Anyway, back to more immediate matters. On 31st December I decided to sign up for the foot-it challenge. (see Foot it 2014 Blog for more details). I've never done this before but thought it might be interesting for a change. I set a 2 mile radius from where I live and have given myself a target of 70 species. That may be a bit kind but other more experienced observers in the same west Norwich area are targeting 75.
On my list I have broken it up into several groups (based on my experience of the general area in 2013, although I have to say I did very little birding around the neighbourhood last January). I have four groups, Probable, Possible, Slight Chance and Outside Chance. The total adds up to 110 species. In the Probable group its the obvious stuff like Robin, Blackbird, Great Tit etc., Possible has things like Water Rail, Kingfisher, Snipe and Skylark, in the 'Slight Chance' group I have birds like Goosander, Little Owl and Woodcock and 'Outside Chance' (i.e. unlikely but who knows!), I have things like a flyover Hawfinch, wintering Yellow-browed or Firecrest or perhaps a Smew on UEA broad.
I was all set last night to kick-off the challenge early but then I saw a report of a Red-necked Grebe at Whitlingham CP (which is outside of my patch). I couldn't resist the temptation and went for that first. There's nothing nicer than close up views of wintering diving ducks, grebes or divers on an inland patch of water. Somtimes you can be really lucky and get them close in to the shore and have some amazing photos. Not this time though, I arrived at 9am, the bird had been looked for but not seen. A bit surprising but nothing I could do. I drove back home, parked up and started the foot it challenge.
And I was glad I did. First of all the walk did me good, and all the time you're birding! Not driving from A to B, parking, walking to a spot, seeing or not seeing a bird, walking back again, more driving and more driving. This was back to basics birding and a lot of fun. A bit like doing a mini bird race. It reminded me of my days doing the bird races around Cobh, County Cork (see The Great Island Bird Race).

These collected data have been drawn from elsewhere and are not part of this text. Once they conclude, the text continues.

PR #4756, opened 2023-06-30
fix: Changelog refects breaking changes properly

JorTurFer:
IDK why, we missed this breaking change in the changelog (we did all the other stuff like deprecation announce and so on)


rajatvig:
💯

zroubalik (approved):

So, I finished the day with a modest 38 species, others working the same area hit 48. But for me it's more about knowing what's on my doorstep. Its what birding is about and hopefully by the end of January I will have a far better idea of the habitats and species that are on my local patch. I'm exciting about doing the same exercise come April and May as the summer migrants arrive and of course in autumn as stuff moves through again.